Besides getting in shape, Zalas had another motivation.
“When my late father, Ben, was 91, he was watching television in the living room one afternoon and found that he couldn’t lift himself up out of his chair,” Zalas said of his father, who died at age 96 in 2018. “I don’t want that to happen to me. So, building up my strength and staying strong is really important. I’m 6-foot-4 and now weigh 218 pounds and can bench press about 50 pounds more than my body weight. I feel humble but also a deep sense of inner satisfaction for accomplishing this as a 70-year-old man. The American College of Sports Medicine now recommends weight training for all people over 50 and contends that people well into their 90s can benefit.”
Zalas said a recent study at Tufts University found that weightlifting can protect broken bones and improve balance and agility.
“All these things make it less likely that you’ll suffer a nasty fall,” Zalas said. “I believe weight training helps me sleep better, has enhanced my overall mood and certainly contributed to a healthy level of self-confidence.”
Simon said Zalas is driven and committed.
“For him, losing weight and regaining his health was his main driver when we first met,” Simon said. “I would see him on the treadmill every day as he would warm up for at least 45 minutes each day before lifting weights. One day, Eric approached me and displayed his concern that he wasn’t seeing a ton of strength improvements. I explained the purpose of progressive overload and increasing repetitions to gain muscle mass. That was all it took for Eric to start striving for success. Every day since then, Eric has been dedicated to strength training and tracking how much weight he has been able to lift. Not only has he seen significant strength gains, but he also continued to lose his unwanted body fat in the process.”
Simon said Zalas comes to the gym at least five days a week and takes time to strength train.
“He’s well aware that he now needs to maintain what he has worked so hard to build,” Simon said.
Zalas said when someone starts lifting weights at age 69, it’s best to start with smaller weight loads and a modest number of reps.

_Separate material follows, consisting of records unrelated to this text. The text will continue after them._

PR #4253, opened 2018-07-21
Logical repair

ccworld1000:
Logical repair : self.mutableObservedChangedKeyPaths maybe is empty But the loop is still in execution
If there is no element, it should skip


jshier:
Thanks for the PR! However, this change doesn't do anything, as trying to loop over empty collections doesn't do anything anyway, so the check is unnecessary.

PR #4255, opened 2018-07-22
CCAutoTag : Chinese README translate

ccworld1000:
Chinese README translate


jshier:
Thanks for the PR! However, since we have no way to verify the contents of such a README, and we can't maintain it, we won't be merging it. Thanks anyway!

Issue #4140, opened 2018-01-30
Crash in CoreFoundation - CFDictionaryGetValue


bondarenko95:
We have a crash in the app. We using the AFNetworking 3.0. 

There are logs: 

> Crashed: com.apple.NSURLSession-work
> 0  CoreFoundation                 0x228f7cdc CFDictionaryGetValue + 27
> 1  Foundation                     0x231eeb5b _NSSetLongLongValueAndNotify + 54
> 2  Foundation                     0x231eeb5b _NSSetLongLongValueAndNotify + 54
> 3  CFNetwork                      0x22f05251 -[__NSCFLocalDataTask _onqueue_didReceiveResponse:completion:] + 68
> 4  CFNetwork                      0x22f48789 __61-[__NSCFURLLocalSessionConnection _didReceiveResponse:sniff:]_block_invoke + 96
> 5  CFNetwork                      0x22f473c3 -[__NSCFURLLocalSessionConnection withDelegateAndPendingCompletion:] + 190
> 6  CFNetwork                      0x22f4871b -[__NSCFURLLocalSessionConnection _didReceiveResponse:sniff:] + 374
> 7  CFNetwork                      0x22f4aa67 SessionConnectionLoadable::_loaderClientEvent_DidReceiveResponse(_CFURLResponse*) + 170
> 8  CFNetwork                      0x22fb1271 ___ZN19URLConnectionLoader26protocolDidReceiveResponseEP14_CFURLResponse_block_invoke + 24
> 9  libdispatch.dylib              0x2255d823 _dispatch_call_block_and_release + 10
> 10 libdispatch.dylib              0x2256a423 _dispatch_queue_drain$VARIANT$mp + 1758
> 11 libdispatch.dylib              0x22569a61 _dispatch_queue_invoke$VARIANT$mp + 284
> 12 libdispatch.dylib              0x2256c15d _dispatch_root_queue_drain + 396
> 13 libdispatch.dylib              0x2256bfcd _dispatch_worker_thread3 + 96
> 14 libsystem_pthread.dylib        0x22721b29 _pthread_wqthread + 1024
> 15 libsystem_pthread.dylib        0x22721718 start_wqthread + 8 

This issue occurs on the iPad 2 (iOS 9.3.5), iPad 3 (iOS 9.3.5), iPhone 6 Plus (iOS 9.3.0).

Can you please help resolve this issue? 
Thanks!

SlaunchaMan:
[...]

PR #4256, opened 2018-07-23
Fix crashes and memory leaks

Kaspik:
Good morning guys!

I have some improvements in AFNetowrking that I've done in November and was testing on our app since then. I would love to switch back to CocoaPods version from our fork so I'm opening PR for these Fabric crashes here.

- `invalidateSessionCancelingTasks` should also invalidate session as per name - this means the session has to be able to be allocated again not only in init method - `synchronized lazy loader` looks like best solution
- `session` in load can be taken from `sharedSession` - no reason to create new one by configuration
- `getTasksWithCompletionHandler` has to use `weak`/`strong`

Verified on app with almost 2 mil. active users daily since November 2017.


Kaspik:
Test `testRDAR17029580IsFixed` is failing and I'm not sure why.
It's test for iOS 7 but Travis CI is not even running iOS 7 tests anymore.
Are you going to drop iOS 7 support? Should we still keep the tests there with these fixes?

Kaspik:
Test testRDAR17029580IsFixed is failing and I'm not sure why. ❌
It's also green locally on my machine. ✅
It's test for iOS 7 but Travis CI is not even running iOS 7 tests anymore.
Are you going to drop iOS 7 support? Should we still keep the tests there with these fixes?

@kcharwood / @nikitahils - As you implemented this fix / tests 4 years ago (https://github.com/AFNetworking/AFNetworking/pull/3205) - any ideas why mine changes would affect this test?

SlaunchaMan:
Can you explain more about the crashes you see when calling `invalidateSessionCancelingTasks`? A session manager manages a session; once that session is invalidated, I would expect the session manager would also need to be recreated.

Kaspik:
@SlaunchaMan Specifically this change is memory leak fix, not crash fix.

The method `invalidateSessionCancelingTasks` is now also nilling the session as otherwise the session is not invalidated anytime at all and it's causing memory leak issue because session can then live even when it shouldn't.

We could probably leave the change only partially to change the session to lazy loader and nil it when it's called from other places in AFNetworking.
But in our case we tried and decided that the session can be invalidated anytime when there is nothing to do and all tasks are done and can be re-created when it's necessary to use it.

We are not seeing any issues since November 18th 2017 when we released our app with forked AFNetowrking and it also fixed a lot of crashes on `CFDictionaryGetValue` that has ben reported multiple times by multiple people here (like https://github.com/AFNetworking/AFNetworking/issues/4140).

As per your comment - session manager is managing the session. It can manage the session to be nil and then allocate it again, with similar configuration, but there is no need to create the manager itself again as the configuration of the manager would be the same and static.

SlaunchaMan:
Can you explain more about why you're calling `invalidateSessionCancelingTasks`? The way the API is described implies that there should be a 1:1 relationship between sessions and session managers; are you sure the leak is the session itself and not that you’re holding on to session managers for invalidated sessions?

Kaspik:
@SlaunchaMan I did some research in our app and performed some tests. It looks like the invalidate could be removed. Currently releasing to production to see if it's true or not - I'll get back to you next week about situation.

Definitely looking forward to merge this as we switched for 2 weeks back to stable last AFNetworking version on CocoaPods and our crash rate increased quite a lot.

Kaspik:
@SlaunchaMan Morning! Getting back to you as I promised. So current setup of this PR looks good and is stable on our app. (2mil+ daily users)

Let me know what do you think about merging this so we can move forward ideally also with CocoaPods release.

Kaspik:
@SlaunchaMan No worries.

Yes. The invalidate method is still called sometimes - especially if app is backgrounded for longer time or anything else - and the session can be then cleared out and created again with fresh config. Reverting back to not setting it to nil also bring back some issues on Fabric... 😒

SlaunchaMan:
@Kaspik That makes sense, but I’m wondering why you can’t simply recreate the session manager instead of recreating its session.

Kaspik:
Any update on merging this? If not, I'm going to switch back to our fork because crashes happening on current AFNetworking library are pretty bad (as you can see, it started when we switched back to no-fork version) - http://crashes.to/s/6daea4ae313

SlaunchaMan:
@Kaspik I think it’ll be OK to make this change. We should try to restrict this PR to making that one change—that is, allowing a session manager to recreate its session. I’ll make some more PR comments to that effect to remove some of the other stuff. Can you modify the `invalidateSessionCancelingTasks` method to take another `BOOL` parameter, something like `recreateSession`, and have that control whether or not the session is recreated? The implementation of `invalidateSessionCancelingTasks` would then call this new method with that parameter set to `NO`, so the behavior won’t change for existing code.

AFNetworking/AFURLSessionManager.m
```diff
@@ -404,8 +404,7 @@ + (void)load {
             7) If the current class implementation of `resume` is not equal to the super class implementation of `resume` AND the current implementation of `resume` is not equal to the original implementation of `af_resume`, THEN swizzle the methods
             8) Set the current class to the super class, and repeat steps 3-8
          */
-        NSURLSessionConfiguration *configuration = [NSURLSessionConfiguration ephemeralSessionConfiguration];
-        NSURLSession * session = [NSURLSession sessionWithConfiguration:configuration];
+        NSURLSession * session = [NSURLSession sharedSession];
```
SlaunchaMan: Using the ephemeral session configuration here prevents some side effects that might happen on the shared session. Let’s leave this as it is. As we move to new Xcode versions, I suspect this code may be unnecessary, so it’ll probably be removed anyway.

AFNetworking/AFURLSessionManager.m
```diff
@@ -425,7 +424,6 @@ + (void)load {
         }
         
         [localDataTask cancel];
-        [session finishTasksAndInvalidate];
```
SlaunchaMan: As we revert the above code, this should be reverted too.

AFNetworking/AFURLSessionManager.m
```diff
@@ -556,6 +555,19 @@ - (void)dealloc {
 
 #pragma mark -
 
+- (NSURLSession *)session {
```
SlaunchaMan: Instead of making a new getter that automatically creates the session, let’s make a new `intiializeSession` method that creates the session with the saved session configuration and delegate queue, and call it from the initializer.

AFNetworking/AFURLSessionManager.m
```diff
@@ -717,6 +729,7 @@ - (void)invalidateSessionCancelingTasks:(BOOL)cancelPendingTasks {
     } else {
         [self.session finishTasksAndInvalidate];
     }
+    self.session = nil;
```
SlaunchaMan: Instead of setting the session to `nil`, to preserve existing behavior, let’s only recreate the session if the user explicitly passes `YES` to a new method that takes an additional parameter.

Tests/Tests/AFURLSessionManagerTests.m
```diff
@@ -158,19 +158,11 @@ - (void)testSessionTaskDoesReportMetrics {
     [self waitForExpectationsWithCommonTimeout];
 }
 
-// iOS 7 has a bug that may return nil for a session. To simulate that, nil out the
-// session and it will return nil itself.
-- (void)testFileUploadTaskReturnsNilWithBug {
+- (void)testSessionRecreatesAgain {
```
SlaunchaMan: When the other changes happen, let’s test the existing invalidation behavior as well as new invalidation behavior.

AFNetworking/AFURLSessionManager.m
```diff
@@ -533,17 +529,20 @@ - (instancetype)initWithSessionConfiguration:(NSURLSessionConfiguration *)config
     self.lock = [[NSLock alloc] init];
     self.lock.name = AFURLSessionManagerLockName;
 
+    __weak typeof(self) weakSelf = self;
```
SlaunchaMan: This is likely unnecessary; the `getTasksWithCompletionHandler` method is short-lived, and we probably want to keep the session manager around until it ends.

Kaspik: Because we are then assigning it to `__strong`, it explicitly holds the manager around until it ends (if we would use only `__weak`, then you are right and we would lose the manager. Without this change - self is deallocated during the enumeration and memory leaks appear.

AFNetworking/AFURLSessionManager.m
Kaspik: hmmm, let's think about this one. I can change the setter in `invalidateSessionCancelingTasks` to nil session only if user wants, but I would love to leave the lazy loader here for two reasons:
1) Lazy loader makes sure that if we nil the session, it get's recreated again and the behavior doesn't change
2) it fixes bug on iOS that you mentioned below - let's take a look on the test: `// iOS 7 has a bug that may return nil for a session. To simulate that, nil out the session and it will return nil itself` - this is wrong approach I think. If iOS 7 has bug where it can return nil, we should fix this bug by having lazy loader and not have the session nil at all - ever. So this is like 2 in 1 fix of `initialize` method + `iOS 7 bug fix`. What do you think?

AFNetworking/AFURLSessionManager.m
Kaspik: Ohh yes, let's just move out of iOS 7 and clean the whole code. 😄

Kaspik:
screenshot 2018-09-11 at 13 27 59
Okay, I have no idea what's going on there on Travis, but tests succeeded locally and I'm not gonna be fixing something that is not broken at all. 😄

AFNetworking/AFURLSessionManager.m
SlaunchaMan: Yeah, actually that would work. Since the default, current behavior wouldn’t `nil` out the session, the lazy loader wouldn’t affect existing users. Then we could clean up all of that documentation about the iOS 7 bug!

AFNetworking/AFURLSessionManager.m
SlaunchaMan: Right, I mean we could just use `self` inside the completion handler without fear. The completion handler is only going to maintain a strong reference to `self` while it’s executing; once it’s done, then that reference goes away. So we don’t need to do the `__weak`/`__strong` dance because this isn’t a retain cycle.

Kaspik: mmm, I still think there is problem with keeping self inside the closure and there is retain cycle. If it doesn't hurt, I would love to leave it there. :)

Kaspik:
@SlaunchaMan Okay, what are we gonna do about the tests to finish this up? I think we handled all comments.

PR #4280, opened 2018-09-03
fix a crash!  …

shang1219178163:
fix a crash!  …
if  ([parameters is [NSString class]]){

//code   crash!!!


shang1219178163:
fix a crash!

PR #4339, opened 2018-12-24
Changed the protocol method code order

HuginChen:
Make changes according to the sequence of system protocol methods


jshier:
Thanks for the PR, but we won't be merging merely stylistic changes. Thanks anyway!

PR #4349, opened 2019-01-11
Availibility and warnings.

hhanesand:
Add -Wextra, and fix resulting warnings.
Bump availability warnings to aggressive, fix warnings.


SlaunchaMan:
Can you merge in `master` so tests can succeed?

hhanesand:
@SlaunchaMan bump. Merged but erroring. Anything I can do about it?

jshier:
Thanks for the PR! More warnings are good, as are the availability annotations. However, adding the `__unused` annotations is rather unsightly and not desired. Please just turn that warning off. Otherwise I think this is a good addition.

PR #4360, opened 2019-02-22
Updated progress argument

mlostekk:
Updated the progress argument in the multipart example


jshier:
Thanks for the PR, but inline blocks are the preferred style for example code.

“An older body needs time to adjust to resistance training,” he said. “The important thing is that you just stay with the program, keep going and keep moving. Add a little more weight and a few more reps each week and amazing things happen.”
At first, Zalas didn’t imagine lifting 13 million pounds in a year.
“I love data and track everything,” he said. “Reviewing my numbers after three or four months into my program, I said, ‘Let’s go for it and see how much weight I can move.’ I shared my weight-training goals with my brother, Terry, and several close friends. I didn’t want to fail, so sharing my goals with others helped motivate me to stay on course, on target. It worked.”
For Eric Zalas, one of the primary benefits of weight training in a gym is having the opportunity to meet others.
“Lifetime Fitness is like a social club for me,” he said. “I have literally met hundreds of incredible, fascinating people there in just a few years. Meeting interesting people, having fun and getting strong and healthy, that’s the real payoff of strength training for me.
“I feel really good about the way I look and feel. I’m working at being my best self and having fun doing it.”